- Exercise instructions
Present each line of the entries below that holds the word "possible".

- Dataset entries
PR #83, opened 2019-05-08
WIP: Run check-style and e2e tests in parallel

wallrj:
Closes: #66


wallrj:
It seems that Travis doesn't yet support failing fast when one of many parallel job fails. See https://github.com/travis-ci/travis-ci/issues/2062

There's a `fast_finish` option, but it only applies to jobs that have been marked as `allowed_failure`.

Perhaps we should consider a different CI system.

This change at least allows you to quickly see whether the style checks have failed, but it won't fail the build until the e2e tests have also finished.

.travis.yml
```diff
@@ -8,26 +8,36 @@ go:
...
-script: make travis
-
-deploy:
-- provider: script
-  skip_cleanup: true
-  script: make release
-  on:
-    tags: true
+matrix:
+  fast_finish: true
```
wallrj: This should probably be removed as it only affects jobs marked as `allow_failure`.

.travis.yml
```diff
@@ -8,26 +8,36 @@ go:
...
+
+jobs:
+  include:
+    - stage: test
+      name: check-style
+      install: make setup-all
```
wallrj: I wonder if  we should create a Docker image containing all the build and test dependencies that we need.
Then our jobs wouldn't have to install all these tools repeatedly.
And on our laptops we wouldn't need to install these tools.

.travis.yml
```diff
@@ -8,26 +8,36 @@ go:
...
+      name: e2e
+      before_install:
+      - sudo apt-get update
+      - sudo apt-get install -y curl
+      - sudo curl -L https://storage.googleapis.com/kubernetes-release/release/v1.10.13/bin/linux/amd64/kubectl -o /usr/local/bin/kubectl
+      - sudo chmod +x  /usr/local/bin/kubectl
+      - sudo curl -L https://github.com/aelsabbahy/goss/releases/download/v0.3.5/goss-linux-amd64 -o /usr/local/bin/goss
+      - sudo chmod +rx /usr/local/bin/goss
+      - sudo curl -L https://raw.githubusercontent.com/aelsabbahy/goss/v0.3.5/extras/dgoss/dgoss -o /usr/local/bin/dgoss
+      - sudo chmod +rx /usr/local/bin/dgoss
```
wallrj: See above.
Or perhaps all these installation commands could be moved to a `hack/install-dependencies.sh` script.

.travis.yml
```diff
@@ -8,26 +8,36 @@ go:
...
+      install: make setup
+      script: make travis
```
wallrj: It'd be nice if there were a  way to run the e2e tests separately from the unit tests.
Is there?

.travis.yml
```diff
@@ -8,26 +8,36 @@ go:
...
+
+    - stage: deploy
+      deploy:
+        skip_cleanup: true
+        script: make release
+        on:
+          tags: true
```
wallrj: I'm not sure if this is the correct way to run deploy scripts when using build stages.
The example, makes deploy, just another build job, with script: https://docs.travis-ci.com/user/build-stages/

sebbonnet:
I think we should stick to a simple workflow as much as possible: e.g. `setup install check`.
But at the same time give feedback as early as possible: run check-style, unit tests before running e2e tests. Creating the dind cluster is both so time consuming and different than anything else, that I think it deserves its own target.

So for travis.yml I would have a single job that invokes the targets sequentially - in fact we don't even need a travis job/stage, we can simply have multiple commands invoked in the travis `script` task :
```
script: make setup install dind check
```

- `make setup`: doesn't need changing, except at the top-level Makefile we should remove `recreate-dind-cluster`
- `make install`: builds and installs the artifacts for each module: jar + docker image OR go binary + docker image.
   - install for "java modules" already does what we want: 
     - it compiles, runs the unit test and packages the artifact and builds and push the docker image. 
     - it would eventually run check-style, probably via gradle, so I think we don't need `check-style` as a separate target here
     - it would eventually run the licence compliance check, again probably via gradle
   - install for "go modules" is where we need to change things a bit
     - build: I would make it run `check-style` and `test` (maybe better named as `unit-test`) before building the docker image. I think it would make sense to validate the licence compliance here too. 
     - install: I think that's ok, except I would have `go-install` here rather than in `build` 
- `make dind`: this would recreate the dind cluster
- `make check`: to me this should be used to run tests against the artifacts produced
   - check for "java modules" is pretty much unchanged and would simply run dgoss
   - check for "go modules" would run integration and e2e tests as well as setting up k8 resources

I think the travis target no longer makes any sense, so we should rename that to `all` or similar.

.travis.yml
alangibson01: That'd be a good idea, as we'd be able to exactly reproduce the CI build when we run locally.

Can we do this in Travis? I know that with CircleCI you can choose a Docker container which your build runs in, but I couldn't find anything that offers the same ability in Travis.

.travis.yml
alangibson01: Within the makefiles, the unit tests are run by a separate target from the E2E tests, with the unit tests coming first. Is your concern being able to see from the Travis interface at which step a test failure happened?

wallrj:
Thanks @sebbonnet I'm going to try and implement your suggested CI sequence in #99

.travis.yml
wallrj: My mistake. I'd missed the `make -C cassandra-operator test` target  when I wrote that comment.

.travis.yml
wallrj: Done, in #99

.travis.yml
wallrj: Hmm, actually it'd require changing to the travis VM runner, which is slower....but might be worth it, to avoid re-installing the dependencies on every CI run.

- Solution for this problem
I think we should stick to a simple workflow as much as possible: e.g. `setup install check`.
But at the same time give feedback as early as possible: run check-style, unit tests before running e2e tests. Creating the dind cluster is both so time consuming and different than anything else, that I think it deserves its own target.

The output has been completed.